# Removable casting deck



## samo13 (Jan 19, 2013)

I’m looking to build a removable rear casting deck in my Lowe for an upcoming trip to Canada. Has anyone built one in the past? I’m trying to figure out what to use for the fame of it. Metal studs? 2x2? Any input is appreciated thank you! 

-Sam


----------



## flyman01 (Jan 23, 2013)

samo13 said:


> I’m looking to build a removable rear casting deck in my Lowe for an upcoming trip to Canada. Has anyone built one in the past? I’m trying to figure out what to use for the fame of it. Metal studs? 2x2? Any input is appreciated thank you!
> 
> -Sam


There was one in the 1542 when I bought it, was made from 2 x 4's and 3/4" plywood and carpeted. I removed and tossed in the dumpster. It was warped and to darn heavy so I made a new casting deck (non-removable) out of aluminum and PVC board. Much lighter and totally water proof. Here is a photo of the old one and the new one.


----------



## flyman01 (Jan 23, 2013)

Sorry, you said rear deck. My rear deck is made from the same material and can be removed easily.


----------



## samo13 (Jan 19, 2013)

flyman01 said:


> There was one in the 1542 when I bought it, was made from 2 x 4's and 3/4" plywood and carpeted.
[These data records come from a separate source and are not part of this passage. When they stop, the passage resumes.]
PR #2488, opened 2018-07-11
enable configuration for SSL for jetty

myrlyn:
Squashed merges, converted tabs to spaces.

### DIFF
--- a/hawtio-system/src/main/java/io/hawt/web/auth/LogoutServlet.java
+++ b/hawtio-system/src/main/java/io/hawt/web/auth/LogoutServlet.java
@@ -40,7 +40,13 @@ public class LogoutServlet extends HttpServlet {
             session.invalidate();
         }
         request.logout();
-        response.sendRedirect(request.getContextPath() + AuthenticationConfiguration.LOGIN_URL);
+        String schem=request.getServletContext().getInitParameter("scheme");
+        if (null == schem) {
+            schem = "http";
+        }
+        System.out.println(schem+" --logoutservlet");
+        String redir = schem+request.getServerName()+":"+request.getServerPort()+request.getContextPath()+AuthenticationConfiguration.LOGIN_URL;
+        response.sendRedirect(redir);
     }
 
 }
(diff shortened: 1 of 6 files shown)


tadayosi:
Thank you for your contribution!

hawtio-system/src/main/java/io/hawt/web/auth/LogoutServlet.java
```diff
@@ -40,7 +40,13 @@ protected void doGet(HttpServletRequest request, HttpServletResponse response) t
             session.invalidate();
         }
         request.logout();
-        response.sendRedirect(request.getContextPath() + AuthenticationConfiguration.LOGIN_URL);
+        String schem=request.getServletContext().getInitParameter("scheme");
```
alexkieling: @myrlyn @tadayosi Why do we need this change? Also, when the `scheme` init parameter isn't set and we are using https, the code redirects to http. Isn't that wrong?

tadayosi: @alexkieling It's because of #2481

jamesnetherton: The redirect logic is definitely wrong for non-embedded scenarios IMO. I did a quick test on WildFly with HTTPS which confirms this. Notice the location header in the response.
```
$ curl -v -L -k https://localhost:8443/hawtio

GET /hawtio HTTP/1.1
Host: localhost:8443
User-Agent: curl/7.52.1
Accept: */*
location: https://localhost:8443/hawtio/
content-length: 0
date: Tue, 18 Sep 2018 06:23:43 GMT

GET /hawtio/ HTTP/1.1
Host: localhost:8443
User-Agent: curl/7.52.1
Accept: */*
HTTP/2 302 
access-control-allow-origin: *
x-xss-protection: 1
x-frame-options: SAMEORIGIN
location: http://localhost:8443/hawtio/auth/login
content-length: 0
date: Tue, 18 Sep 2018 06:23:43 GMT
```

alexkieling: @jamesnetherton could you please create a new GitHub issue for this bug?

PR #2517, opened 2018-09-21
fix(spring-boot): Spring Boot custom context paths do not work

jamesnetherton:


hawtio-system/src/main/java/io/hawt/web/filters/BaseTagHrefFilter.java
```diff
@@ -0,0 +1,137 @@
...
+    private String basePath;
+
+    @Override
+    public void init(FilterConfig filterConfig) throws ServletException {
+        final String path = filterConfig.getInitParameter(PARAM_APPLICATION_CONTEXT_PATH);
+        applicationContextPath = path != null ? path : "";
+
+        final ServletContext context = filterConfig.getServletContext();
+        final String contextPath = context.getContextPath();
+        if (contextPath == null || contextPath.isEmpty()) {
```
alexkieling: I think contextPath will never be null.

PR #2522, opened 2018-10-02
fixes #2521

### LINKED ISSUE #2521: Refactor JmxTreeWatcher to remove needless logging
It's 2018. Do we really need hawt.io to log "Don't cha wish your console was hawt like me? ;-)" at startup?

benemon:
Small change to address issue #2521


hawtio-system/src/main/java/io/hawt/jmx/JmxTreeWatcher.java
```diff
@@ -61,7 +61,7 @@ public void init() throws Exception {
             if (Strings.isNotBlank(text)) {
```
alexkieling: I think you can remove this `if` statement.

benemon: To be fair, the whole thing can now probably just be boiled down to `LOG.info("Welcome to hawtio " +  getVersion());`

tadayosi: Use

    LOG.info("Welcome to hawtio {}", getVersion());

instead of

    LOG.info("Welcome to hawtio " + getVersion());

tadayosi:
Also we now follow this commit message guideline: https://github.com/angular/angular.js/blob/master/DEVELOPERS.md#-git-commit-guidelines
So should the commit as well. Squashing them is also preferable for such small changes.

benemon:
> Also we now follow this commit message guideline: https://github.com/angular/angular.js/blob/master/DEVELOPERS.md#-git-commit-guidelines

Would be good to have that in the Contribution docs.

I've squashed the commits and updated the log message as requested.

jamesnetherton:
With `{}` placeholders we don't need to use string concatenation. So it should look like:

`LOG.info("Welcome to hawtio {}", getVersion());`

If you can make that correction, we can get this merged.

benemon:
Sorry, I misread @tadayosi 's comment as providing a delimiter between the message and the version.

Updated and re-pushed.

PR #2530, opened 2018-10-24
chore: Use spring-boot-starter-undertow instead of jetty

jamesnetherton:
@tadayosi I assume this change is fine? The springboot-authentication quickstart seems to work fine with Undertow, and it brings it into line with the normal springboot quickstart.


jamesnetherton:
Ok, I'll merge as-is. I raised #2531 as a follow up task.

Having the Jetty libs + Undertow didn't seem to have any ill effects when I tested, so it should be ok for now.

PR #2533, opened 2018-10-29
refactor(hawtio-system): Move LoginRedirectFilter unsecuredPaths init parameter to static constant

jamesnetherton:


alexkieling:
Looks good

PR #2572, opened 2019-03-20
Add unit tests for io.hawt.util.Files

JohnLBergqvist:
Hi,

I've analysed your code base and noticed that `io.hawt.util.Files` is not fully tested.

I've written some tests for the functions in this class with the help of [Diffblue](https://www.diffblue.com/) [Cover](https://www.diffblue.com/products).

Hopefully these tests should help you detect any regressions caused by future code changes. If you would find it useful to have additional tests written for this repository, I would be more than happy to look at other particular classes that you consider important.

### DIFF
--- a/hawtio-util/pom.xml
+++ b/hawtio-util/pom.xml
@@ -32,5 +32,23 @@
       <version>${slf4j-version}</version>
       <scope>test</scope>
     </dependency>
+    <dependency>
+      <groupId>org.mockito</groupId>
+      <artifactId>mockito-core</artifactId>
+      <version>2.20.0</version>
+      <scope>test</scope>
+    </dependency>
+    <dependency>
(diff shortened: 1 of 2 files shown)


tadayosi:
Thank you for your contribution. We love contributions. However, I ran the tests and they took 8s on my laptop. Considering other util tests just run under 0.2s and the importance of `Files` class in this project, I think it's a bit overload. We'd love if you could contribute a lighter test for `Files` like `HostsTest` and `StringsTest`.

By the way, currently this project rather looks for contributions of e2e tests on containers such as Karaf, WildFly, so on.

@alexkieling @jamesnetherton @astefanutti Feel free to add comments if you have anything to add or think otherwise.

tadayosi:
Let me close it for now as we have no responses since the last comment.

PR #2590, opened 2019-07-11
Fix #2588 - Check for blank string

### LINKED ISSUE #2588: ContentSecurityPolicyFilter not testing for empty string release 2.7.0
String keycloakConfigFile = getConfigParameter(KeycloakServlet.KEYCLOAK_CLIENT_CONFIG);
        if (System.getProperty(KeycloakServlet.HAWTIO_KEYCLOAK_CLIENT_CONFIG) != null) {
            keycloakConfigFile = System.getProperty(KeycloakServlet.HAWTIO_KEYCLOAK_CLIENT_CONFIG);
        }
results in an empty string and not a null when the the parameter is not set or is is set but is blank.
line 46 should rather read 
if (keycloakConfigFile != null && !keycloakConfigFile.trim().isEmpty()) {

exabrial:


alexkieling:
@exabrial, would you be able to contribute a unit test for this bug as well?

exabrial:
A good unit test is pretty hard because of the nest of static methods (instead of injection) but this one proves the NPE doesn't occur anymore

alexkieling:
@exabrial thank you

PR #3230, opened 2024-02-12
refactor(spring-authentication-quickstart): Update quickstart to work…

mmelko:
… with jetty version provided by spring-boot


oscerd (approved):

tadayosi (approved):
What's the reason behind this refactoring?  Why do we need to use SB's Jetty version?

mmelko:
Just that SB3.2 now officially supports jetty 12 (and servlet api 6). And it would be nice to align the quickstart dependencies with  the dependencies  from the SB starter.

PR #3235, opened 2024-02-20
4.x improvements

grgrzybek:


oscerd (approved):

hawtio-system/src/test/java/io/hawt/util/StringsTest.java
```diff
@@ -43,6 +44,56 @@ public void split() {
...
+            assertThat(Strings.resolvePlaceholders("${doubleProperty}"), is("hawtio.what"));
+            assertThat(Strings.resolvePlaceholders("${${doubleProperty}}"), is("world"));
+            assertThat(Strings.resolvePlaceholders("${${${doubleProperty}}}"), is("${world}"));
+        }
+
+        @Test
+        public void recursiveSystemProperties() {
+            System.setProperty("nestedProperty", "what");
+            System.setProperty("hawtio.what", "hawtio.${nestedProperty}");
+            assertThat(Strings.resolvePlaceholders("Hello ${hawtio.${nestedProperty}}!"), is("Hello hawtio.${nestedProperty}!"));
```
tadayosi, line 91: why isn't it resolved to `Hello hawtio.what!`?

hawtio-system/src/test/java/io/hawt/util/StringsTest.java
```diff
@@ -43,6 +44,56 @@ public void split() {
...
+            assertThat(Strings.resolvePlaceholders("Hello"), is("Hello"));
+            assertThat(Strings.resolvePlaceholders("Hello ${hawtio.what}!"), is("Hello world!"));
+            assertThat(Strings.resolvePlaceholders("${hawtio.what}"), is("world"));
+            assertThat(Strings.resolvePlaceholders("${hawtio.what}, hello ${hawtio.what}!"), is("world, hello world!"));
+        }
+
+        @Test
+        public void valuesWithPlaceholdersAreNotResolved() {
+            System.setProperty("hawtio.what", "${world}");
+            assertThat(Strings.resolvePlaceholders("Hello ${hawtio.what}!"), is("Hello ${world}!"));
```
tadayosi, line 63: there seems to be no test that verifies `Hello ${world}` resolves to `Hello ${world}` (a case when the placeholder system property doesn't exist in the first place).

hawtio-system/src/test/java/io/hawt/util/StringsTest.java
```diff
@@ -43,6 +44,56 @@ public void split() {
...
+        @Test
+        public void recursiveSystemProperties() {
+            System.setProperty("nestedProperty", "what");
+            System.setProperty("hawtio.what", "hawtio.${nestedProperty}");
+            assertThat(Strings.resolvePlaceholders("Hello ${hawtio.${nestedProperty}}!"), is("Hello hawtio.${nestedProperty}!"));
+            // no risk, because we don't resolve properties in system property values at all
+//            assertThrows(IllegalArgumentException.class,
+//                    () -> Strings.resolvePlaceholders("Hello ${hawtio.${nestedProperty}}!"));
+        }
+    }
```
tadayosi, line 96: I'd also check whether multibytes texts are processed without issues, such as:
```
System.setProperty("hawtio.what", "世界");
System.setProperty("こんにちは", "Hello");
"こんにちは、${hawtio.what}！" -> "こんにちは、世界！"
"${こんにちは} world!" -> "Hello world!"
```

tests/hawtio-test-suite/pom.xml
```diff
@@ -22,6 +22,21 @@
...
+        <artifactId>httpcore</artifactId>
+        <version>${httpcore-version}</version>
+      </dependency>
+      <dependency>
+        <groupId>org.apache.httpcomponents</groupId>
+        <artifactId>httpclient</artifactId>
+        <version>${httpclient-version}</version>
+      </dependency>
+    </dependencies>
+  </dependencyManagement>
```
tadayosi, line 38: what's the motivation behind this?

tadayosi (approved):
LGTM.

I'd like to know the context of the changes. What are they supposed to be used for?

grgrzybek:
> LGTM.
> 
> I'd like to know the context of the changes. What are they supposed to be used for?

new `Strings` method will be used by OIDC part to load keystores/truststores for server-side http-client connections made (on initialization and cache invalidation) by OidcLoginModule to JWKS endpoint (to fetch public keys). I'd like to have everything configurable in single properties file where property values can have placeholders.

hawtio-system/src/main/java/io/hawt/util/Strings.java
```diff
@@ -80,4 +80,74 @@ public static String webContextPath(final String first, final String... more) {
         return cleanedPath.length() == 1 ? "" : cleanedPath;
     }
 
+    /**
+     * Simple, recursively-safe property placeholder resolver. Only system properties are used (for now). De-facto
+     * standard {@code ${...}} syntax is used. Unresolvable properties are not replaces and separators pass to
```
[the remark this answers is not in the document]
grgrzybek: my mistake - good catch ;)

hawtio-system/src/test/java/io/hawt/util/StringsTest.java
grgrzybek: First, nested `${nestedProperty}` is resolved to `what`, but because it's resolved inside other pair of `${...}` the value is another key, so we have `Hello ${hawtio.what}!`, but the value of `hawtio.what` system property (which is literally `hawtio.${nestedProperty}`) is not resolved recursively (we can do it if needed), but simply added to the output.

tests/hawtio-test-suite/pom.xml
grgrzybek: Without this, we have different versions of Http Client 4 visible in IDE (debugging problems):
image

Adding managed dependencies gives me:
image

Wrong (old) versions of httpclient/httpcore come from:
```
+- com.github.docker-java:docker-java:jar:3.3.4:compile
|  +- com.github.docker-java:docker-java-core:jar:3.3.4:compile
...
|  +- com.github.docker-java:docker-java-transport-jersey:jar:3.3.4:compile
...
|  |  +- org.apache.httpcomponents:httpcore:jar:4.4.13:compile
|  |  +- org.apache.httpcomponents:httpclient:jar:4.5.12:compile
```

I removed and tossed in the dumpster. It was warped and to darn heavy so I made a new casting deck (non-removable) out of aluminum and PVC board. Much lighter and totally water proof. Here is a photo of the old one and the new one.
> View attachment 340063
> 
> View attachment 340065
> ...


Yeah wanting to stay away from something very heavy, never thought about aluminum.


----------



## DHower08 (Nov 20, 2015)

Just put a pvc floor in my boat. Cheaper than aluminum and will never rot like wood


----------



## samo13 (Jan 19, 2013)

I stumbled upon an aluminum cart that work was throwing away. With some modifications it should work perfectly for my frame!


----------



## flyman01 (Jan 23, 2013)

samo13 said:


> View attachment 340261
> View attachment 340263
> I stumbled upon an aluminum cart that work was throwing away. With some modifications it should work perfectly for my frame!


Yes, that could work out nicely.


----------



## HookSet Harvey (Aug 12, 2010)

I built this one. Its easy to put in and take out.


----------



## samo13 (Jan 19, 2013)

just roughing everything in, still undecided on carpet or a seadek like material


----------